(Collected data)
PR #1186, opened 2020-12-07
PHPC-1713: Ensure Cursor::current returns null on invalid positions

### LINKED ISSUE #1183: [Cursor] the current method does not return anything!
After the last fetch, the `current` method of `MongoDB\Driver\Cursor` must be return `null` but not returns anything.([according to the doc](https://www.php.net/manual/en/mongodb-driver-cursor.current.php#refsect1-mongodb-driver-cursor.current-returnvalues)).
| Q | A
| ------------- | ---
| OS | CentOS 8
| PHP | 7.4.12
| MongoDB extension version | 1.9.0
| MongoDB server | MongoDB Enterprise 4.4.1
| MongoDB environment | Replica Set

**Test.php**
```php
<?php
$mng = new \MongoDB\Driver\Manager('mongodb://user:pass@127.0.0.1:27017/myDB');
$mng->selectServer($mng->getReadPreference());
$cursor = $mng->executeQuery('myDB.myCollection',new \MongoDB\Driver\Query([],['batchSize' => 100]));
$cursor->SetTypeMap([
    'root' => 'array',
    'document' => 'array'
]);
var_dump($cursor->isDead());
var_dump($cursor->getId());
$cursor->rewind();
while(true){
    $row = $cursor->current();
    var_dump($row);
    $cursor->next();
}
```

WHAT THIS TASK INVOLVES. Every record, from top to bottom, must be transcribed exactly.

FINAL ANSWER.
PR #1186, opened 2020-12-07
PHPC-1713: Ensure Cursor::current returns null on invalid positions

### LINKED ISSUE #1183: [Cursor] the current method does not return anything!
After the last fetch, the `current` method of `MongoDB\Driver\Cursor` must be return `null` but not returns anything.([according to the doc](https://www.php.net/manual/en/mongodb-driver-cursor.current.php#refsect1-mongodb-driver-cursor.current-returnvalues)).
| Q | A
| ------------- | ---
| OS | CentOS 8
| PHP | 7.4.12
| MongoDB extension version | 1.9.0
| MongoDB server | MongoDB Enterprise 4.4.1
| MongoDB environment | Replica Set

**Test.php**
```php
<?php
$mng = new \MongoDB\Driver\Manager('mongodb://user:pass@127.0.0.1:27017/myDB');
$mng->selectServer($mng->getReadPreference());
$cursor = $mng->executeQuery('myDB.myCollection',new \MongoDB\Driver\Query([],['batchSize' => 100]));
$cursor->SetTypeMap([
    'root' => 'array',
    'document' => 'array'
]);
var_dump($cursor->isDead());
var_dump($cursor->getId());
$cursor->rewind();
while(true){
    $row = $cursor->current();
    var_dump($row);
    $cursor->next();
}
```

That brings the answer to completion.